We reach a very precarious seeming bridge and have some fun bouncing up and down before continuing to the other side and getting our first obstructed glimpse of the big falls, if only the top section.
I’m too excited and we race most of the rest of the way before emerging into a huge opening in front of the falls. Cliffs surround us and the mist of the water wafts up into the air, spreading a surprising distance.
As we look on in wonder at 60 meter high turret of water crashing down into the pool below us we watch the 4 Ecuadorians who beat us here performing a cleansing ceremony with plants and the frozen waters. Their reactions as cups of it are dumped over the heads beats any ice bucket challenge video I’ve encountered
Once they’ve cleared the way I foolishly peel my shirt off and enter the pool with Robert who does damn well for an Australian. This water is colder than most in Canada. A little colder than the Atlantic ocean and barely warmer than the glacial lakes in Banff.
As I try to get close to the cascades I realize my mistake as the spray cuts into my skin quite painfully and so I retreat, and grab my shirt before rushing back into the frozen wanters chanting a mantra of “Fire in my veins, fire in my veins, I’m so hot blood turns to fire in my veins” .
I’m not convinced it helped but I make it in behind the falls and emerge out the other side. The wild lack of control under the cascades, water pulling me this way and that and moving through the space blinded by the cascading water is the ultimate rush. My quickly freezing muscles only add to it.
With some difficulty I emerge from the other side of the cascades and let the current whisk me away down stream before climbing out. I’m frozen, my muscles aren’t working like normal, and yet 5 minutes of running on the spot and doing jumping jacks sees me do it all again, this time actually braving the heart of the cascades. The rush undeniable and I struggle not to drown. Robert came with me this time though he was wise enough to stay out of the falls and instead hung out on the slopes behind them.

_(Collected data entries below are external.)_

PR #69, opened 2026-07-15
feat(libsy): add OTel metrics, tracing spans, and structured logging

eric-liu-nvidia:
## Summary

Implements SWITCH-928: the observability layer for the libsy algorithm layer, built on OpenTelemetry per the discussion on the ticket (opentelemetry-rust as the metrics sink; `tracing` for spans and structured logs, which hosts bridge into OTel with `tracing-opentelemetry`).

All instrumentation lives in the libsy core at the `Decision` hook and the offload boundary, so algorithms carry no telemetry code beyond the new `Algorithm::name()` label:

- **Metrics** (OTel global meter provider, scope `libsy`; the library owns no exporter): counters `libsy.runs`, `libsy.llm_calls`, `libsy.decisions`, `libsy.{input,output,total,reasoning}_tokens`; histograms `libsy.run_duration_ms`, `libsy.llm_call_duration_ms`. Attributes are `algorithm` / `selected_model` / `outcome` (`ok`|`error`), so failure rates fall out of the `outcome` split. Instrument naming and cardinality bounds follow the switchyard OTel conventions.
- **Spans** (`tracing`): one `libsy.run` per request carrying the `Metadata` correlation ids and outcome, with one child `libsy.llm_call` per offloaded call carrying the selected model, latency, outcome, and token counts.
- **Structured logs** (`tracing`, target `libsy`): an info event per published `Decision` with its reasoning; warn events for failed calls and runs.

API changes: new required `Algorithm::name(&self) -> &str` (implemented for the three reference algorithms), `Usage` re-exported from `libsy`, and the unused `Driver::default()` removed (drivers now carry the algorithm label).

With no OTel SDK or tracing subscriber installed, all instrumentation is a no-op.

## Testing

- New integration tests in `crates/libsy/tests/observability.rs` assert the success path (counter/histogram values, exact token counts, span parentage and fields, decision log) and the failure path (`outcome=error` at run and call level, error text on spans, warn logs) via an in-memory OTel exporter and a capturing `tracing` layer.
- `cargo fmt --all --check`, `cargo clippy --workspace --all-targets -- -D warnings`, and `cargo test --workspace` all pass (50/50 test binaries).

Fixes SWITCH-928

## Summary by CodeRabbit

- **New Features**
  - Added observability for algorithm runs, model calls, and routing decisions through structured tracing, logs, and OpenTelemetry metrics.
  - Captures run outcomes, durations, model selections, errors, and token usage when available.
  - Added stable names for built-in algorithms to improve telemetry labeling.

- **Documentation**
  - Expanded guidance for exploring the Rust libraries.
  - Documented algorithm naming and observability setup, including available metrics and tracing behavior.

- **Tests**
  - Added coverage for successful and failed runs, telemetry data, spans, metrics, and structured logs.

### DIFF
--- a/crates/libsy/src/lib.rs
+++ b/crates/libsy/src/lib.rs
@@ -52,6 +52,20 @@
 //! responsible for its own thread-safety — stateless (like the reference routers) or
 //! interior mutability over just its own state.
 //!
+//! ## Observability
+//!
+//! The provided run methods instrument every algorithm from the outside — at the
+//! [`Decision`] hook and the offload boundary — so algorithms carry no telemetry
+//! code. Each run gets a `libsy.run` tracing span (correlation ids from
+//! [`Metadata`] attached) with a child `libsy.llm_call` span per model call;
+//! each [`Driver::info`] decision is logged with its reasoning; and OpenTelemetry
+//! metrics record run/call counts, latency, token usage, and published
+//! decisions, keyed by [`Algorithm::name`] plus `selected_model` and `outcome`.
+//! Metrics use the global meter provider and spans/logs the `tracing` facade: a
+//! host that installs an OTel SDK and a `tracing` subscriber (bridged with
+//! `tracing-opentelemetry` for OTLP spans) gets the full signal set; with
+//! neither installed, everything is a no-op.
+//!
 //! ## Algorithms
 //!
 //! Concrete algorithms live in [`algorithms`]:
@@ -65,3 +79,5 @@ mod core;
 pub use core::*;
 
 pub mod algorithms;
+
+mod observability;
--- a/crates/libsy/src/lib.rs
+++ b/crates/libsy/src/lib.rs
@@ -57,7 +57,9 @@
 //! The provided run methods instrument every algorithm from the outside — at the
 //! [`Decision`] hook and the offload boundary — so algorithms carry no telemetry
 //! code. Each run gets a `libsy.run` tracing span (correlation ids from
-//! [`Metadata`] attached) with a child `libsy.llm_call` span per model call;
+//! [`Metadata`] attached) with a child `libsy.llm_call` span per model call
+//! (fulfillment time as the algorithm observes it) plus a `libsy.client_call`
+//! span around the actual API call when [`run`](Algorithm::run) serves it;
 //! each [`Driver::info`] decision is logged with its reasoning; and OpenTelemetry
 //! metrics record run/call counts, latency, token usage, and published
 //! decisions, keyed by [`Algorithm::name`] plus `selected_model` and `outcome`.
--- a/crates/libsy/src/observability.rs
+++ b/crates/libsy/src/observability.rs
@@ -12,8 +12,9 @@
 //! no-op. Spans and logs use the `tracing` facade (the async-native surface the
 //! OpenTelemetry ecosystem bridges with `tracing-opentelemetry` /
 //! `opentelemetry-appender-tracing`), so the host's subscriber decides where
-//! they go. Spans are attached to futures with [`Instrument`], never a
-//! [`Span::enter`] guard held across an `.await`: a suspended task would leave
+//! they go. Method spans use `#[tracing::instrument]`; the `libsy.run` span is
+//! attached to the spawned run task with [`tracing::Instrument`]. Neither holds
+//! a [`Span::enter`] guard across an `.await` — a suspended task would leave
 //! the span entered on its executor thread, mis-parenting every span other
 //! tasks create there (see the `tracing` docs on spans in asynchronous code).
 //!
@@ -34,7 +35,7 @@ use std::time::{Duration, Instant};
 
 use opentelemetry::metrics::Meter;
 use opentelemetry::{global, KeyValue};
-use tracing::{Instrument, Span};
+use tracing::Span;
 
 use crate::{Context, Decision, Metadata, Response};
 
@@ -49,7 +50,7 @@ const SCOPE: &str = "libsy";
 pub(crate) const ALGORITHM_KEY: &str = "algorithm";
 
 /// The algorithm label carried by a request context; empty until stamped.
-fn algorithm_label<S>(ctx: &Context<S>) -> &str {
+pub(crate) fn algorithm_label<S>(ctx: &Context<S>) -> &str {
     ctx.values
         .get(ALGORITHM_KEY)
         .map(String::as_str)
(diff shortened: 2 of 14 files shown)


crates/libsy/src/lib.rs
```diff
@@ -214,23 +232,46 @@ impl CallLlmRequest {
...
 impl Driver {
-    /// Build an empty driver with its step channel ready. Created per call by
+    /// Build an empty driver with its step channel ready, labeled with the name
+    /// of the algorithm it serves. Created per call by
     /// [`run_stream`](Algorithm::run_stream).
-    pub(crate) fn new() -> Self {
+    pub(crate) fn new(algorithm: &str) -> Self {
         Self {
             driver: TypeErasedDriver::new(),
+            algorithm: Arc::from(algorithm),
```
messiaen: We should use a Context object for things like this.
In this case we could also put it in the Decision object.

Probably `driver.{call_model,info, ...}` should take the context object `Context` that `run` `run_stream` and `create_run_task` take.

crates/libsy/src/lib.rs
```diff
@@ -214,23 +232,46 @@ impl CallLlmRequest {
...
     /// Offload a model call: publish `routed` as a [`Step::CallLlm`] and await the
     /// consumer's [`Response`]. Errors if the stream is closed or the call failed.
+    /// The await is wrapped in a `libsy.llm_call` span, and the call's latency,
+    /// outcome, and token usage are recorded when it resolves.
     pub async fn call_llm(&self, routed: RoutedRequest) -> Result<Response, BoxErr> {
-        self.driver
-            .fulfill_request::<RoutedRequest, Response>(routed)
-            .await
+        let selected_model = routed.decision.selected_model().to_string();
+        let span = observability::llm_call_span(&self.algorithm, &selected_model);
```
messiaen: We need to be careful with labeling here. This is the time, from the algorithms perspective on how long it took to fulfill the model request.

We should also have a span for the api call itself. ie in LlmClient.

crates/libsy/src/observability.rs
```diff
@@ -0,0 +1,218 @@
...
+    let span = tracing::info_span!(
+        target: SCOPE,
+        "libsy.run",
+        algorithm,
+        session_id = tracing::field::Empty,
+        agent_id = tracing::field::Empty,
+        task_id = tracing::field::Empty,
+        correlation_id = tracing::field::Empty,
+        outcome = tracing::field::Empty,
+        error = tracing::field::Empty,
```
messiaen, line 92: I think I would make these generic labels, Or at least have the ability to add more labels generically.

crates/libsy/src/lib.rs
```diff
@@ -214,23 +232,46 @@ impl CallLlmRequest {
...
+                &self.algorithm,
+                &selected_model,
+                started.elapsed(),
+                &result,
+                &tracing::Span::current(),
+            );
+            result
+        }
+        .instrument(span)
+        .await
```
messiaen: This seems ugly to me. Can we have a helper so there is not so much code just to add a span?  It's hard to tell what is really going on which is just a simple `driver.fulfill_request`

Is there not some rusty way of instrumenting the method.  Like using an raii object.

messiaen (dismissed):

crates/libsy/src/lib.rs
eric-liu-nvidia: the label now lives on Context (with an algorithm() accessor), run_stream stamps it, and the Driver carries the stamped Context

crates/libsy/src/lib.rs
eric-liu-nvidia: docs now state libsy.llm_call measures fulfillment as the algorithm observes it (host queueing/serving included), and a new libsy.client_call span wraps the actual provider call in the one place libsy performs it (run's default-client serve), with outcome/error recorded; hosts serving over their own transport are pointed at spanning their LlmClient equivalently.

crates/libsy/src/observability.rs
eric-liu-nvidia: addressed within tracing's constraint that span field names are static

crates/libsy/src/lib.rs
eric-liu-nvidia: new observe_llm_call / observe_run future-wrapping helpers own all span/timing/record plumbing; call_llm is now three lines that read as "fulfill_request, observed". (A literal RAII guard doesn't work here — tracing's entered-guards can't be held across .awaits — so the future adapter is the rusty idiom.)

messiaen: I still think this could be cleaner. Could we use something like https://crates.io/crates/tracing
and https://github.com/tokio-rs/tracing-opentelemetry

That way it could look something like 
```rust
use tracing::{info, info_span};

fn process_data() {
    let span = info_span!("process_data");
    let _guard = span.enter(); // RAII guard acquired

    info!("Doing work inside the OTel-backed span");
} // _guard is dropped here, automatically exiting the span
```

messiaen: nvm I missed the await spans + async thing.

messiaen: Looks like we can use `#[instrument] in the methods though.

https://github.com/tokio-rs/tracing#in-asynchronous-code

eric-liu-nvidia: span.enter() guards can't be held across .await — the tracing docs call this out directly: "Holding the drop guard returned by Span::enter across .await points will result in incorrect traces." (https://docs.rs/tracing/latest/tracing/struct.Span.html#in-asynchronous-code) For async code, the docs prescribe Future::instrument, which is exactly what observe_llm_call uses — we're already on tracing + the tracing-opentelemetry bridge. I tried the guard version to be sure: our own span test then shows client_call mis-parented under llm_call (thread-state leakage from the suspended task). 1e7dbde adds an assertion that fails red under the guard pattern. 

Also, the call site is now three lines after the earlier hoist — this snippet is outdated.

grahamking:
I think this PR tries to do too much. Should we start by defining what metrics libsy should report? That's probably a conversation for Slack.

Then we could add one in a small PR (just the new dependency and the one metric line), and go from there.

crates/libsy/src/lib.rs
eric-liu-nvidia: Good call — #[instrument] works for the method spans, and it came out nicer: call_llm and serve now declare their spans as attributes, and the three span-constructor helpers are gone (net −23 lines). Two caveats: the libsy.run span keeps explicit Future::instrument because it wraps the spawned run task rather than a method body, and the timing/metrics recording stays in-body since it needs the result and elapsed time. The parentage tests pass unchanged, so the traces are identical. Done in af6f871.

linj-glitch (approved):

Here’s some videos, the first is the best, though too long so feel free to skip through. watching only sections, and trust me when I say the rush is worth the hypothermia.
As I emerge again the other Ecuadorian group just shake their heads at me, surprised at the crazy gringo. I’m frozen, the kind that burns your skin as you thaw. I’m also endlessly glad I brought a sweatshirt as I peel off my drenched shirt, and relish the relative warmth of dry garments while snapping a final few photos of the falls.
We head back past some of the smaller falls that to some might seem insignificant after spending time near the big ones. For me though all waterfalls are beautiful. Always.
We decide to skip the tarabita walking instead. We encounter some lovely graffiti on both rocks and alls as well as a truly restless donkey before the rain arrives. Blue skies turned to thunderstorms in just a handful of minutes and the last stretch of walking back to the car is done as quickly as possible.
We drive back into Quito and Robert and I both thank our lovely Spanish teacher for what was a truly unforgettable day. It’s also served as my last full day in Quito, and I’m writing from Banos, recovering from a cold, which may or may not have been aided by the glacial waters of Rio Pita. Still, I maintain, that the truly incredible feeling of being under waterfalls is worth almost any price. Except death, but that’s only because I’ve got no guarantees I could go under more waterfalls once I’m dead. Hell or heaven I can’t find any scripture on waterfalls. It worries me.
I’m now back to travelling like a normal person moving more quickly than is Ideal as I have a month and a half to get from Banos to Santiago, Chile. The good news is there should be lots of adventures to come in quick succession as I try to squeeze in as much of Southern Ecuador as I can, while hitting some highlights of Peru on my way down to Chile’s modern capital.